/---
PR #2183, opened 2026-05-03
chore: generate artifact attestations for release assets

scop:
https://docs.github.com/en/actions/concepts/security/artifact-attestations

This makes use of workflow artifacts to accomplish generating a single combined attestation for all release assets. Generating one per asset is kind of an antipattern, could at present generate one for successful matrix entries even when some others in it fail, as well as require id-token and attestations permission for the build process. Doing it this way with workflow artifacts is a bit clunky, but it currently serves as a widely used workaround for inability to nicely set and consume multiple outputs from matrix builds.

Python wheel builds already have the attestations, per the maturin generated workflow.

Caveat: untested, but I suppose it could work. Anyway as the asset job is a separate one after release builds, a failure in it should not prevent GitHub release from succeeding.

### DIFF
--- a/.github/workflows/release-binary.yml
+++ b/.github/workflows/release-binary.yml
@@ -339,6 +339,12 @@ jobs:
           # uploads idempotent across reruns or overlapping triggers.
           gh release upload "$version" ${{ env.ASSET }} ${{ env.ASSET_SUM }} --clobber
 
+      - name: Upload release asset digest
+        uses: actions/upload-artifact@v7
+        with:
+          path: ${{ env.ASSET_SUM }}
+          archive: false
+
   binstall-check:
     needs: [build-release]
     runs-on: ubuntu-latest
@@ -356,3 +362,26 @@ jobs:
       # Use `--manifest-path .` so binstall validates the in-tree binstall metadata.
       - run: cargo binstall --manifest-path . --strategies crate-meta-data lychee --no-confirm --verbose
 
+  attest:
+    name: attest
+    needs: [build-release]
+    runs-on: ubuntu-latest
+    permissions:
+      attestations: write # to write attestations
+      id-token: write # to sign attestations
+    steps:
+      - name: Download release asset digests
+        uses: actions/download-artifact@v8
+        with:
+          path: release-asset-digests/
+          merge-multiple: true
+
+      - name: Combine release asset digests
+        shell: bash
+        run: |
+          cat release-asset-digests/*.sha256 >release-asset-digests.sha256
+
+      - name: Generate release asset artifact attestations
+        uses: actions/attest@v4
+        with:
+          subject-checksums: release-asset-digests.sha256
--- a/.github/workflows/release-binary.yml
+++ b/.github/workflows/release-binary.yml
@@ -378,7 +378,9 @@ jobs:
     permissions:
       attestations: write # to write attestations
       id-token: write # to sign attestations
-      artifact-metadata: write # required by actions/attest@v4
+      # artifact-metadata: write is documented as required by actions/attest@v4.
+      # However, it does not actually seem to be required in our use of the action,
+      # and the documentation around it is quite terse, so omitting for now.
     steps:
       - name: Download release asset digests
         uses: actions/download-artifact@v8
--- a/.github/workflows/release-binary.yml
+++ b/.github/workflows/release-binary.yml
@@ -294,7 +294,11 @@ jobs:
         if: startsWith(matrix.os, 'windows')
         run: |
           7z a "$ARCHIVE.zip" "$ARCHIVE"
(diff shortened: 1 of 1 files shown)


mre:
Sorry for leaving this hanging for so long.

Might need a rebase.

> Caveat: untested, but I suppose it could work. Anyway as the asset job is a separate one after release builds, a failure in it should not prevent GitHub release from succeeding.

Question: how can this be tested?

scop:
Rebased.

Re testing, at least just pushing a tag to my private fork doesn't seem to yield anything useful, there are a bunch of unrelated things failing. I guess it could be acceptable to just go with this and see how it fares on next release, the attestation job is the last in the release binary workflow, so even if it fails, it does not prevent publishing of the binaries. I'm not familiar offhand with the whole lychee release pipeline nor have I checked if a failing release-binary could affect some other parts of the release pipeline adversely.

mre:
Thanks for the rebase and for your contribution.

Yeah, that makes sense. Let's give it a shot. We can always make modifications in case it doesn't work as expected. 😊

mre:
Hold on, before I merge, I wondered about a few things.

1. What about Windows support?

Windows `.sha256` files aren't in `shasum` format, or?
At least, the `attest` README is explicit about `subject-checksums`:

> The file referenced by the `subject-checksums` input must conform to the same format used by the shasum tools. Each subject should be listed on a separate line including the hex-encoded digest (either SHA256 or SHA512), a space, a single character flag indicating either binary (`*`) or text (` `) input mode, and the filename.

For Unix jobs, `shasum -a 256` works. But our Windows job uses:

```bash
certutil -hashfile "$ARCHIVE.zip" SHA256 > "$ARCHIVE.zip.sha256"
```

`certutil` emits a three-line block with a header/footer and no filename:

```
SHA256 hash of lychee-x86_64-pc-windows-msvc.zip:
e3b0c44298fc1c149afbf4c8996fb924...
CertUtil: -hashfile command completed successfully.
```

When the attest job does `cat release-asset-digests/*.sha256`, the Windows entry won't parse. So the Windows `.zip` ends up unattested (and the malformed lines may error the step). I believe the fix is to normalize the Windows checksum file to `sha256sum` format (e.g. by changing it to `sha256sum` as well).

2. The aarch64-macos job uploads two space-joined files with `archive: false`

For the Apple-Silicon build, `ASSET_SUM` is set to two values:

```bash
echo "ASSET_SUM=${ASSET_SUM} $ARCHIVE.dmg.sha256" >> $GITHUB_ENV
```

That results in 
```
"lychee-aarch64-apple-darwin.tar.gz.sha256 lychee-aarch64-apple-darwin.dmg.sha256"
```

The new upload step uses `path: ${{ env.ASSET_SUM }}`, which renders as a single line with a space in it. But `archive: false` supports only a single file, and `path` treats that line as one glob pattern (filenames have no spaces, so it matches nothing, which runs into `if-no-files-found: warn`, which means nothing uploaded). The net effect is that the macOS DMG and its tar.gz digests for that target silently won't be attested (from what I can tell). If this is true, this needs either a separate upload per file, `archive: true` with a unique `name:`, or splitting the paths onto newlines.

3. What about permissions?

I checked the `attest@v4` README and it lists three permissions:

```yaml
id-token: write
attestations: write
artifact-metadata: write
```

The PR sets only the first two. Was that on purpose?

`artifact-metadata: write` is documented as needed for storage records, which are only created when `push-to-registry: true` (not the case here), so it's *probably* not strictly required for `subject-checksums`.

mre:
I took a stab at it in https://github.com/scop/lychee/pull/1. If you merge that one, it will update your PR to lychee.

Please review carefully as I'm not an expert in GitHub action workflows and also don't know much about checksums or Windows internals. 😅 There's a chance that you thought about all of these things already, and I'm just overcomplicating things. If so, please let me know.

scop:
Yes, omitting `artifact-metadata` is intentional. I've never seen it needed in practice in basic uses like this, and the documentation around it is a bit lacking.

Good catch re non-linux digest formats, I did not do my homework on them. I'll have a look.

scop:
Heh, I was a bit hasty and jumped to fixing this up myself, missing the PR you had filed. I came up with pretty much exactly the same changes as you did, apart from the `artifact-metadata` addition. So with https://github.com/scop/lychee/pull/1#discussion_r3368936570 I'm good with this, thanks for having a look!

mre:
Cool. No worries. 😊 So if I understand correctly, you would my branch into yours now, right? I've applied your suggestion in my branch, so you can merge it if you like.

scop:
Yeah, that's how I gather it goes. Merged your PR into mine now. This is the first time I've done things this way, but it works actually fine I think :)

mre (approved):

mre:
Sorry for the long delay; this slipped through the cracks. It looks good, so merging right now.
\---
**Task item**. Find and copy each line above holding "Yeah".

**Solution to the exercise**.
Yeah, that makes sense. Let's give it a shot. We can always make modifications in case it doesn't work as expected. 😊
Yeah, that's how I gather it goes. Merged your PR into mine now. This is the first time I've done things this way, but it works actually fine I think :)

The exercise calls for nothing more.